About this task — Go through the lines below and count those that contain "using"; the number is all that should be returned.

[Data excerpts]

*** Begin section ***

PR #1045, opened 2021-05-08
Remove JPMS dependencies from native modules

HGuillemet:
Native module currently depends on other native modules with same system, architecture and extension.
For instance `org.bytedeco.opencv.linux.x86_64` descriptor contains `requires org.bytedeco.openblas.linux.x86_64`. But when using a specific extension, like `gpu`, module graph initialization fails when the extension doesn't exist for some dependency, like `openblas` or `javacpp` itself.

This PR removes these dependencies between modules. The preferred way to bring the native modules into the module graph is to rely on Maven dependencies using the `javacpp.platform` and `javacpp.platform.extension` properties, and on `--add-modules ALL-MODULE-PATH` option.

### DIFF
--- a/pom.xml
+++ b/pom.xml
@@ -395,9 +395,6 @@
                   <file>${project.build.directory}/${project.artifactId}-${javacpp.platform}${javacpp.platform.extension}.jar</file>
                   <moduleInfoSource>
                     open module org.bytedeco.${javacpp.packageName}.${javacpp.platform.module} {
-                      requires transitive org.bytedeco.${javacpp.packageName};
-                      requires org.bytedeco.javacpp.${javacpp.platform.module};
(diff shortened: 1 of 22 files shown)


pom.xml
```diff
@@ -395,9 +395,6 @@
                   <file>${project.build.directory}/${project.artifactId}-${javacpp.platform}${javacpp.platform.extension}.jar</file>
                   <moduleInfoSource>
                     open module org.bytedeco.${javacpp.packageName}.${javacpp.platform.module} {
-                      requires transitive org.bytedeco.${javacpp.packageName};
```
saudet, line 398: I think we should leave the first one here though. And we should also remove `<javacpp.nativeRequires/>`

*** End section ***

Response — 2